А за дверью говорили отец и мать. Они спорили о чём-то. Он точно знал. Они всегда, когда спорили, говорили шёпотом.

- Что ты хочешь, - плакала мать,- я не отдам его! Ни за что! Мы ведь так решили! Ты обещал...

- Но... Наша малышка… что будет с ней… Ты в самом деле хочешь этого!... Она будет расти с... - голос стал ещё тише,- неполноценным ребёнком…

- Не смей...

И снова провёл рукой по колокольчикам. Маленький комочек улыбнулась беззубым ртом. Странно. У неё совсем нет зубов! Чем же она, бедненькая, будет жевать...
Он не отходил от сестрёнки с того дня, как принесли её домой. Раскачивал кроватку изо всех сил, когда она плакала. Заваливал её игрушками, своими любимыми!... Корчил рожи, раздувая ноздри. И внутри него всё наполнялось колокольчиками, когда она улыбалась.


***

... Когда привели его в новый дом с высокими-высокими потолками и длинным коридором, ему сразу не понравилось там. И он терпеливо ждал у окна, когда заберут его обратно.
Он часто вспоминал, как мама всё не могла уйти. Плакала. И он улыбался изо всех сил, чтобы её развеселить, и танцевал её любимый танец, хлопая в ладоши. А мама говорила непонятные ему слова.
Раньше он понимал её, даже когда она молчала. А сейчас он боялся её понимать. И колокольчики звенели в ушах. Всё сильней и сильней. И он мотал головой и, всё ещё танцуя, отмахивался руками. А потом мама стала уплывать куда-то, расплываться, как в той комнате, где было много зеркал, куда они часто ходили, расплываться и исчезать.
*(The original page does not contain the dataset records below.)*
PR #382, opened 2025-11-23
fix: set signature length to 3116

### LINKED ISSUE #381: Zeam's Signature type is using FixedBytes<4000> but shouldn't it be FixedBytes<3116>?
Zeam's Signature type is using FixedBytes<4000> but shouldn't it be FixedBytes<3116>?

anshalshukla:
Closes #381

### DIFF
--- a/build.zig
+++ b/build.zig
@@ -341,6 +341,7 @@ pub fn build(b: *Builder) !void {
     cli_exe.step.dependOn(&build_rust_lib_steps.step);
     addRustGlueLib(b, cli_exe, target, prover);
     cli_exe.linkLibC(); // for rust static libs to link
+    cli_exe.linkLibCpp(); // for rocksdb C++ library to link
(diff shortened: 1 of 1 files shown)


.github/workflows/ci.yml
```diff
@@ -150,18 +150,18 @@ jobs:
 
 
     - name: Cache Zig packages
-      uses: actions/cache@v3
+      uses: actions/cache@v4
       with:
         path: ~/.cache/zig
-        key: ${{ runner.os }}-zig-packages-${{ hashFiles('build.zig.zon') }}
+        key: ${{ runner.os }}-zig-packages-${{ github.sha }}
```
g11tech: this effectively removes caching right?

anshalshukla: ugh, turns out it's a github runner bug. I think we can stay with this for now until it is fixed.

https://github.com/actions/runner/issues/4134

Он потом долго стоял у окна, считая булыжники, ведущие от ограды к дому. Считать он умел до десяти. Мама научила его недавно, и он так гордился этим. Папа приходил с работы. Мама усаживала его в кресло напротив и торжественно сообщала:

- Мы выучили ещё одну цифру!

И папа улыбался. А потом, как всегда, проводил рукой по его волосам и шёл в свой кабинет.


***

Он стоял у окна и считал булыжники до десяти, а потом снова начинал с единицы, снова и снова…
Он скучал по маме. Он не знал до сих пор, что такое скучать. Как-то няня Рина, обняла его, целуя в лоб:

- Скучаешь?

И он, не зная этого слова, понял, как понимал когда-то маму, без слов. Понял, что то, что мешает дышать, не даёт уснуть, то, что гонит его к этому окну, то, из-за чего он плачет, хотя мужчинам, как говорит няня Рина, это не положено! Всё это и есть – «СКУЧАЕШЬ».
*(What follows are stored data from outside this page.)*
PR #383, opened 2025-11-23
fix ci build caching issues and add arm64 docker images

ch4r10t33r:
- zeam failure on arm64 should be resolved with this fix
Screenshot 2025-11-23 at 10 53 24
zeam docker images fail to run on arm64 machines. The fail with the above error. This PR sets RUSTFLAGS="-C target-cpu=generic" when building for ARM64, so Rust compiles with QEMU-compatible instructions instead of CPU-specific features that QEMU can't emulate.
- updates to ci to fix the caching build failures on the MacOS build step.

### DIFF
--- a/.github/workflows/ci.yml
+++ b/.github/workflows/ci.yml
@@ -69,10 +69,20 @@ jobs:
         rustc --version
         cargo --version
 
+    - name: Get Cargo.lock hash
+      id: cargo-lock-hash
+      run: |
+        if [ -f rust/Cargo.lock ]; then
+          HASH=$(sha256sum rust/Cargo.lock 2>/dev/null | cut -d' ' -f1 || shasum -a 256 rust/Cargo.lock | cut -d' ' -f1)
+          echo "hash=${HASH}" >> $GITHUB_OUTPUT
+        else
+          echo "hash=default" >> $GITHUB_OUTPUT
+        fi
+
     - name: Cache dependencies
       uses: Swatinem/rust-cache@v2
       with:
-        key: ${{ runner.os }}-cargo-${{ hashFiles('**/Cargo.lock') }}
+        key: ${{ runner.os }}-cargo-${{ steps.cargo-lock-hash.outputs.hash }}
 
     - name: Check Rust formatting
       run: |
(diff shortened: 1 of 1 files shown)


.github/workflows/ci.yml
gballet: Are these changes necessary? I don't see how modifying the caching would solve an arm-specific build.

Also,bid necessary, explain why that is in the pr description, to speed up the review process. Please.

Dockerfile
```diff
@@ -43,6 +43,17 @@ RUN if [ "$TARGETARCH" = "amd64" ]; then \
     fi
 ENV PATH="/root/.risc0/bin:${PATH}"
 
+# Configure Rust for ARM64 QEMU compatibility
+# Use generic CPU target to avoid illegal instructions when running under QEMU emulation
+ARG TARGETARCH
+RUN if [ "$TARGETARCH" = "arm64" ]; then \
+        rustup target add aarch64-unknown-linux-gnu; \
```
gballet: Why is that necessary? The docker arm image should be built on an arm Ubuntu machine, so that should be installed automatically.

.github/workflows/risc0.yml
```diff
@@ -31,7 +31,7 @@ jobs:
       uses: actions/cache@v3
       with:
         path: ~/.cache/zig
-        key: ${{ runner.os }}-zig-packages-${{ hashFiles('build.zig.zon') }}
+        key: ${{ runner.os }}-zig-packages-${{ hashFiles('**/build.zig.zon') }}
```
gballet: That might be a useful fix, but I'd like to have it in another PR to speed things up.

Dockerfile
ch4r10t33r: Mihir on zeam telegram reported that he was facing this error

`qemu: uncaught target signal 4 (Illegal instruction) - core dumped`

Dockerfile
```diff
@@ -30,8 +30,8 @@ RUN ZIG_VERSION="0.14.1" && \
     mv "zig-${ZIG_ARCH}-linux-${ZIG_VERSION}" /opt/zig && \
     ln -s /opt/zig/zig /usr/local/bin/zig
 
-# Install Rust 1.85+
-RUN curl --proto '=https' --tlsv1.2 -sSf https://sh.rustup.rs | sh -s -- -y --default-toolchain 1.85.0
+# Install Rust nightly (required by build.zig which uses +nightly)
+RUN curl --proto '=https' --tlsv1.2 -sSf https://sh.rustup.rs | sh -s -- -y --default-toolchain nightly
```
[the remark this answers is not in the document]
gballet: But it wasn't, which is what surprises me

.github/workflows/ci.yml
g11tech: weird why hashFiles sudddently started failing

ch4r10t33r: I don't know. This has been failing since this morning. Even @anshalshukla 's PR had this issue.

Dockerfile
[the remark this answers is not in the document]
ch4r10t33r: Ok, I dug into this. It appears that rustup detects nightly is used in build.zig and automatically installs it, that is why the build succeeded. So do we retain this for clarity or remove it? @gballet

Он скучал по маме и папе, по дому, по прогулкам, когда гуляли они все вместе, взявшись за руки. Но больше всего он скучал по тому крохотному комочку, который улыбался ему беззубой улыбкой. И всё мучил его вопрос, который так и не успел задать он маме! Как же она будет, бедненькая, жевать?!..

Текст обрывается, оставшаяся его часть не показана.